Stored data entries >>

PR #5928, opened 2026-07-09
Fix ice_getConnectionAsync for collocated proxies and the event loop adapter

### LINKED ISSUE #5888: [Audit-Medium] Python: ice_getConnectionAsync mishandles collocated proxies and bypasses the event-loop adapter
### Summary
Two defects in `ice_getConnectionAsync`: (1) for a collocated proxy — where the C++ core delivers a null `ConnectionPtr` — the returned future either never resolves or resolves to a `Connection` wrapper around a null pointer; (2) the future is not passed through `wrapFuture`, so under an asyncio `EventLoopAdapter` it is the only async proxy API that yields a non-asyncio future.

### Mechanism
1. `GetConnectionAsyncCallback` uses `_connection` as its "already completed" sentinel ([`Operation.cpp:2395-2414`](https://github.com/zeroc-ice/ice/blob/b71bc8ed0ad0baff8ecc784614f42ca9d15a5a0b/python/modules/IcePy/Operation.cpp#L2395-L2414)): when the null response arrives before `setFuture`, `if (_connection)` stays false and the future is never settled; when it arrives after, [`Operation.cpp:2417-2437`](https://github.com/zeroc-ice/ice/blob/b71bc8ed0ad0baff8ecc784614f42ca9d15a5a0b/python/modules/IcePy/Operation.cpp#L2417-L2437) calls `createConnection(null, ...)` which wraps the null pointer ([`Connection.cpp:835-845`](https://github.com/zeroc-ice/ice/blob/b71bc8ed0ad0baff8ecc784614f42ca9d15a5a0b/python/modules/IcePy/Connection.cpp#L835-L845)). The sync `ice_getConnection` correctly returns `None` for this case ([`Proxy.cpp:1100`](https://github.com/zeroc-ice/ice/blob/b71bc8ed0ad0baff8ecc784614f42ca9d15a5a0b/python/modules/IcePy/Proxy.cpp#L1100)). The core delivers the (unset) `_cachedConnection` for collocated proxies (`cpp/src/Ice/ProxyAsync.cpp:294-306`).
2. [`Proxy.cpp:1104-1137`](https://github.com/zeroc-ice/ice/blob/b71bc8ed0ad0baff8ecc784614f42ca9d15a5a0b/python/modules/IcePy/Proxy.cpp#L1104-L1137) returns the raw future; `ice_invokeAsync` and `ice_flushBatchRequestsAsync` wrap theirs via `IcePy::wrapFuture` ([`Proxy.cpp:1200`](https://github.com/zeroc-ice/ice/blob/b71bc8ed0ad0baff8ecc784614f42ca9d15a5a0b/python/modules/IcePy/Proxy.cpp#L1200), [`Operation.cpp:1450-1459`](https://github.com/zeroc-ice/ice/blob/b71bc8ed0ad0baff8ecc784614f42ca9d15a5a0b/python/modules/IcePy/Operation.cpp#L1450-L1459)).

### Trigger
`await prx.ice_getConnectionAsync()` in an asyncio application (non-asyncio future), or on a collocated proxy (hang / broken wrapper).

### Impact
Hangs or broken objects on the collocated path; asyncio integration broken for this one API.

### Suggested fix
Resolve the future with `None` for a null connection (mirroring the sync path), settle regardless of arrival order, and return `wrapFuture(...)` like the sibling async APIs.

### Notes
Confidence: high. Found in the 2026-07-08 Python API doc audit (finding A.3).

---

pepone:
Fixes #5888.

`GetConnectionAsyncCallback` used its `_connection` member as the "response already delivered" sentinel. A collocated proxy has no connection, so the core completes the operation with a null `ConnectionPtr` and the sentinel never becomes true:

- when the response arrived **before** `setFuture`, the future was never settled;
- when it arrived **after**, `createConnection` wrapped the null pointer and returned a `Connection` object that **segfaults the interpreter** on first use.

The synchronous `ice_getConnection` already returned `None` here. Note the issue understates this: it is a crash, not just a hang or a broken wrapper.

```
sync  ice_getConnection()      -> None
async ice_getConnectionAsync() -> <IcePy.Connection object at 0x...>
      con.toString()           -> exit code 139 (SIGSEGV)
```

The fix tracks the response with a dedicated `_responseReceived` flag and resolves the future with `None` when the connection is null, so both orderings settle and both mirror the synchronous operation.

`proxyIceGetConnectionAsync` also returned its future raw — the only `createFuture` site in the extension that skipped `IcePy::wrapFuture`. Under an asyncio `EventLoopAdapter` it was the one async proxy operation yielding a non-asyncio future. It now wraps like `ice_flushBatchRequestsAsync`, and the two method-table docstrings that omitted `None` from the return type are corrected.

### Testing

New block in `Ice/asyncio`, which already asserts `isinstance(f, asyncio.Future)` for sibling async calls. Verified it **fails against the unfixed extension** (`AssertionError` on the `isinstance` check) and passes with it. A remote proxy still returns a real `Connection`; a collocated one returns `None`. `Ice/{ami,proxy,operations,timeout,info,asyncio,exceptions,blobject,adapterDeactivation}` all pass.

### DIFF
--- a/changelog.d/python/5888.md
+++ b/changelog.d/python/5888.md
@@ -1,0 +1,5 @@
+- Fixed `ice_getConnectionAsync` on a collocated proxy. It resolved with an unusable `Connection` object that crashed
+  the interpreter as soon as it was used, or never resolved at all, instead of resolving with `None` like the
+  synchronous `ice_getConnection`.
+- Fixed `ice_getConnectionAsync` to return a future created by the configured event loop adapter, like the other
+  asynchronous proxy operations. Awaiting it in an asyncio application no longer yields a non-asyncio future.
--- a/python/modules/IcePy/Operation.cpp
+++ b/python/modules/IcePy/Operation.cpp
@@ -2396,9 +2396,9 @@ IcePy::GetConnectionAsyncCallback::setFuture(PyObject* future)
     //
     // Check if any callbacks have been invoked already.
     //
-    if (_connection)
+    if (_responseReceived)
     {
-        PyObjectHandle pyConn{createConnection(_connection, _communicator)};
+        PyObjectHandle pyConn{_connection ? createConnection(_connection, _communicator) : Py_NewRef(Py_None)};
         assert(pyConn.get());
         PyObjectHandle tmp{callMethod(future, "set_result", pyConn.get())};
         PyErr_Clear();
@@ -2425,10 +2425,11 @@ IcePy::GetConnectionAsyncCallback::response(const Ice::ConnectionPtr& conn)
         // The future hasn't been set yet, which means the request is still being invoked. Save the results for later.
         //
         _connection = conn;
+        _responseReceived = true;
         return;
     }
 
-    PyObjectHandle pyConn{createConnection(conn, _communicator)};
+    PyObjectHandle pyConn{conn ? createConnection(conn, _communicator) : Py_NewRef(Py_None)};
     PyObjectHandle tmp{callMethod(_future, "set_result", pyConn.get())};
     PyErr_Clear();
 
--- a/python/modules/IcePy/Operation.h
+++ b/python/modules/IcePy/Operation.h
@@ -38,6 +38,9 @@ namespace IcePy
         std::string _op;
         PyObject* _future{nullptr};
         Ice::ConnectionPtr _connection;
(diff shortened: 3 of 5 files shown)


bernardnormier (approved):
Looks good.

About this task >> From the entries above, extract only the lines running from the one containing "Hangs or broken" through the one containing "member as the", inclusive.

Result of the exercise >>
Hangs or broken objects on the collocated path; asyncio integration broken for this one API.

### Suggested fix
Resolve the future with `None` for a null connection (mirroring the sync path), settle regardless of arrival order, and return `wrapFuture(...)` like the sibling async APIs.

### Notes
Confidence: high. Found in the 2026-07-08 Python API doc audit (finding A.3).

---

pepone:
Fixes #5888.

`GetConnectionAsyncCallback` used its `_connection` member as the "response already delivered" sentinel. A collocated proxy has no connection, so the core completes the operation with a null `ConnectionPtr` and the sentinel never becomes true:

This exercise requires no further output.